The difference with Cleveland was stark. The situation often seems dire with the Browns, but there are glimmers of optimism. Their star defender, now just five sacks away from the NFL single-season record, leads a formidable defense. And there is optimism around the impressive first-year players that includes multiple promising talents – a dynamic runner at RB and Carson Schwesinger at LB. There is also Shedeur Sanders, who may not be The Answer at QB, but who is a viable option in the immediate future.
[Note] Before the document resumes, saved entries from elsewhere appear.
Issue #6350, opened 2019-05-28
Raw console logs of a building job are not available


arvindsv:
https://github.com/gocd/gocd/issues/6325#issuecomment-495350446:
> If we're looking at this, have you noticed that you can't get the raw console logs of a job which is in progress?

https://github.com/gocd/gocd/issues/6325#issuecomment-495595603:
> I'd expect that it shows the same log that's being shown in the scrolling logs when that is clicked. Even though it's being updated. We will need to check that it's building and do that, right?

@arvindsv For the raw console logs, we point to the final console.log file, not the temporary file. As a result, we can't see the raw logs until the build is finished. Not sure if this is existing behaviour or if it was changed accidentally. Nonetheless, it seems unrelated to this issue. We can fix it separately.

_Originally posted by @akshaydewan in https://github.com/gocd/gocd/issues/6325#issuecomment-496398992_

rajiesh:
Verified on 19.6.0 (9478-5f827efbc8001e16417fe13503f5e240d7ed060d)

PR #6392, opened 2019-06-06
Read the temp console log file when build is in progress

akshaydewan:
Issue #6350. The Raw Console logs will point to the temporary console log file when the build is in progress.
If the temp file hasn't been created yet (e.g. before the build is assigned to an agent), the user will still see a file not found message.


akshaydewan:
Need to fix the failing test on Windows - Don't merge it yet.

PR #6394, opened 2019-06-06
Fix check connection during new pipeline creation

viraj2712:
Issue: #6369
The password for material can be configured using a secret config. Validation for the same requires a group name. Since the pipeline hasn't been created yet, the config won't have the reference to the same.

Modified the material test API to accept a `pipeline_group` field.
On the UI end, fetched the group name from query params.

### DIFF
--- a/server/src/main/java/com/thoughtworks/go/server/service/RulesService.java
+++ b/server/src/main/java/com/thoughtworks/go/server/service/RulesService.java
@@ -109,7 +109,7 @@ public class RulesService {
         validateSecretConfigReferences(secretParams, group.getClass(), group.getGroup(), errorMessagePrefix);
     }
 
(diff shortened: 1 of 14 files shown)


arvindsv:
I asked a question here: https://github.com/gocd/gocd/pull/6379#issuecomment-498720377

Seeing how this is related, can someone take a look? Should we verify whether the current user is an admin of that group, at least?

kritika-singh3:
> Should we verify whether the current user is an admin of that group, at least?

Verified that the user is an admin or group admin: https://github.com/gocd/gocd/blob/master/server/webapp/WEB-INF/rails/app/controllers/api_v1/admin/internal/material_test_controller.rb#L25

kritika-singh3:
Updated the PR to check the material provided with the group name selected. Refactored `RulesService`. 

cc: @bdpiparva @maheshp

Issue #6287, opened 2019-05-14
ability to specify pause behaviour for a pipeline created through the pipeline config API


aqneves:
##### Issue Type

- Feature enhancement

##### Summary

I would be nice to be able to specify in the pipeline config api if a newly created pipeline should be paused by default or not. Currently, when we create a pipeline through the User Interface, due to the fact we can't specify for example multiple materials in the wizard, it's created paused by default, but when using the API (same goes for pipeline as code through config repository) it's created unpaused by default and it runs as soon as it's created.

There might be scenarios where a customer on-boarding is being prepared and although we are preparing the pipelines for this customer, we want to control from when it can actually be executed.

##### Environment

https://api.gocd.org/19.2.0/#create-a-pipeline

###### Basic environment details

GoCD 19.2

##### Steps to Reproduce

1. prepare a new pipeline creation file for a pipeline with a name that was never used before 
2. call the GoCD API to create that pipeline
3. verify that it runs automatically upon creation

arvindsv:
This was brought up in https://github.com/tomzo/gocd-yaml-config-plugin/issues/64 too.

msaurabh1978:
###  Design Considerations

The preference `Pause or do-not-pause` at the time of pipeline creation through API is not a pipeline configuration detail - it is more of metadata about the pipeline, hence this preference is not going to be added to the create pipeline config request payload (body). 

Other ways we have considered to support this preference is using

- Path Parameter
- Query Parameter or
- Request Header

***Path Parameters*** primarily contributes to uniquely identifying a resource (or a sub-resource) on the server. Something like,

/issues/**{issueId}**/comments/**{commentId}**

Since the preference `Pause or do-not-pause` does not constitute unique resource information, we are not considering the path parameter to support this preference. 

***Query Parameters*** are used mainly for filtering (narrowing down) the resource related details. Things like *searching based on filter criteria*, *pagination*, etc. Since the preference `Pause or do-not-pause` doesn't fit into this description, we are not considering *Query Parameters* for this.

***Standard Request Headers*** are used for exchanging crossing cutting concerns that are applicable across resources, things like *Authorisation*, *Content-negotiation*, and ***custom request headers*** are used for specifying *meta-data* about the resource (e.g state information). 

[...]

PR #6395, opened 2019-06-06
Fixed 6287 - Added support for pause/no-pause in pipeline config API

msaurabh1978:
Fixed Issue: #6287 (please refer to this issue for any design related details)

Implementation details are,

- [x] Updated create pipeline config API to honor request header `X-pause-pipeline-after-create` to pause or un-pause the pipeline after creation

- [x] Added unit tests for pipeline config controller v7


api/api-pipeline-config-v7/src/main/java/com/thoughtworks/go/apiv7/admin/pipelineconfig/PipelineConfigControllerV7.java
```diff
@@ -131,6 +139,10 @@ public String create(Request req, Response res) {
         Username userName = SessionUtils.currentUsername();
         pipelineConfigService.createPipelineConfig(userName, pipelineConfigFromRequest, result, group);
 
+        if(shouldPausePipelineOnCreate(req)){
+            pipelinePauseService.pause(pipelineConfigFromRequest.name().toString(), null, userName);
```
maheshp: Should we add a pause message for this?

ketan: And default to a sensible message, if one is not specified.

ketan:
Question: should this be part of a new API version? Specifying `X-pause-pipeline-after-create` on api v7 but with an older version of the gocd server will have no effect.

api/api-pipeline-config-v7/src/main/java/com/thoughtworks/go/apiv7/admin/pipelineconfig/PipelineConfigControllerV7.java
msaurabh1978: @ketan - Are u talking about making changes in <code>PipelinePauseService.pause()</code> method? wherein if caller of that method, does not specify the pause cause, then the sensible default message is used instead. That way pause message is never null in the database after this change. Is that right?

msaurabh1978:
> Question: should this be part of a new API version? Specifying `X-pause-pipeline-after-create` on api v7 but with an older version of the gocd server will have no effect.

Thinking aloud - in what case(s) then would we ever make changes to existing API version? because based on what you said (older version of GoCD server will have no effect) would be valid for any kind of change?

maheshp:
> Thinking aloud - in what case(s) then would we ever make changes to existing API version? because based on what you said (older version of GoCD server will have no effect) would be valid for any kind of change?

I don't remember we changing an existing API. A change to the API(contract) has always lead to a new version of the API.

arvindsv:
I'd expect us to change existing APIs only when fixing bugs in the API. If there's a new feature added or old feature removed, we should bump it up.

msaurabh1978:
Can u pls merge this pull request? I have incorporated all your review comments.

msaurabh1978:
Below is how the pause message shows up for a paused pipeline through pipeline config API.

GaneshSPatil:
@msaurabh1978 -- When we create a pipeline from UI, it shows pause message as `Under Construction`.

Can we use the same message:
1. As it is short and descriptive.
2. Consistency with the message that gets shown when we create a pipeline from UI.

msaurabh1978:
> @msaurabh1978 -- When we create a pipeline from UI, it shows pause message as `Under Construction`.
> 
> Can we use the same message:
> 
> 1. As it is short and descriptive.
> 2. Consistency with the message that gets shown when we create a pipeline from UI.

Yes, we can.

The way I am seeing it is `pause-cause` should reflect the actual reason for pausing the pipeline at any point in time (whether paused on creating or paused at a later time). `Under Construction` totally makes sense in case of pipeline getting created from UI because, at that point, it is really under construction. In this particular case, it is paused to have more control over when it can be started after reviewing it.

Another point is, whenever pipeline is paused at a later time after its creation, then the user can specify any message while pausing (could be a longer message as well).

So I think we need not be consistent with pause message on creating (as the context for pausing is different). Does this make sense?

maheshp:
There could be various reasons for pausing a pipeline post creation( to start later, to review and edit further, etc...) I think we should have a generic message that its paused post creation, how bout saying `This pipeline has been paused after creating it through API.`

ketan:
> how bout saying `This pipeline has been paused after creating it through API.`

Can I suggest passing in another header with a pause cause, and if that header is blank, then fallback to a sensible default?

ketan:
Discussed with @msaurabh1978 about the following options for default pause message, if one is not specified:

- @GaneshSPatil's suggestion "Under construction" does not clearly spell out why
- @maheshp's suggestion "This pipeline has been paused after creating it through API" makes it look like that's the default behavior, and gocd will pause all pipelines going forward
- @msaurabh1978's suggestion "intentionally paused" also makes it look like it's a decision that gocd made on behalf of the user.

We decided to instead use `No pause cause was specified when pipeline was created via API`. This seems to clarify exactly what has happened, without making it look like the GoCD server is making any decisions.

MRajasekhar:
Hi All, 

we are in situation to create pipelines with pause state from config repository code. the way we create pipelines from yaml file and config repo plugin reads -> creates/modify/deletes pipeline. 
When we are creating new pipelines - it is becoming active and running. we need to have it pause state so that we can release when it is ready to avoid unnecessary failures. 

Regards,
Rajasekhar

PR #6396, opened 2019-06-06
Use tanuki wrapper for all installers

ketan:


adityasood:
verified: 19.6.0-9439

PR #6405, opened 2019-06-10
Apply rules at runtime

bdpiparva:
- Validate if, environment variables defined in environment config can refer to a secret config
- Validate if environment variables defined in the pipeline config can refer to  a secret config
- Validate if the material in the pipeline config can refer to a secret config
- Fail build if any of the above-mentioned configs cannot refer to secret config and update the job console log

### DIFF
--- a/server/src/main/java/com/thoughtworks/go/server/service/BuildAssignmentService.java
+++ b/server/src/main/java/com/thoughtworks/go/server/service/BuildAssignmentService.java
@@ -21,13 +21,13 @@ import com.thoughtworks.go.config.exceptions.RecordNotFoundException;
 import com.thoughtworks.go.domain.*;
 import com.thoughtworks.go.domain.builder.Builder;
 import com.thoughtworks.go.domain.exception.IllegalArtifactLocationException;
-import com.thoughtworks.go.domain.materials.Material;
 import com.thoughtworks.go.listener.ConfigChangedListener;
 import com.thoughtworks.go.listener.EntityConfigChangedListener;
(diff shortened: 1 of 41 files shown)


server/src/main/java/com/thoughtworks/go/server/service/BuildAssignmentService.java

Admittedly, it was against the Raiders' defensive unit, but Sanders demonstrated that the stage was not overwhelming for him. With a complete preparation period to prepare, he was effective, accepting what the opposition gave him and showing flashes of creativity. Sanders became the first Browns rookie quarterback to win his debut game since 1995.
Lack of Vision
Sanders and the rest of the Browns' first-year players represent future potential. That's a mirror the Raiders don't want to look into. Successful franchises recognize their situation in the ecosystem: you're either a contender, a frisky playoff team, or rebuilding. Vegas entered 2025 thinking they were a few adjustments away from competitiveness. In spite of the clear indications otherwise, they failed to adjust during the season. Like Cleveland, Vegas should be throwing out young players to find out what they have for the coming years. But only two first-year players have seen significant action. There has reportedly already been disagreement between the coaches and the management regarding the lack of action for two rookie offensive linemen, despite the offensive line being a sieve. First-year pass catchers two young talents have totaled nine catches in 11 games, despite the ineffectiveness in the aerial attack. Carroll continues to roll out experienced veterans on defense over rookies in need of experience.
Unclear Direction
What is the path forward? Will Carroll be back or Spytek or Smith? And who actually makes those decisions, Brady or Davis? How can a team operate when its most powerful decision-maker participates sporadically, signs off franchise-altering moves, and then vanishes on other projects?
It will prove a challenge for the Raiders to get better – and they are in a conference filled with consistently successful teams. At the same time, other rebuilders have clear trajectories. The Jets are loaded with future draft picks. The Titans and Giants have talented young QBs. The Raiders have little to build upon. No foundation. No franchise QB. No identity. No plan.
The single factor more dangerous than being bad in the NFL is not knowing you're bad. The Raiders don't know where they are, what they are building, or who will call the shots in the offseason.
Tom Brady once excelled at football through ruthless focus. The Raiders could benefit from more than limited attention of it.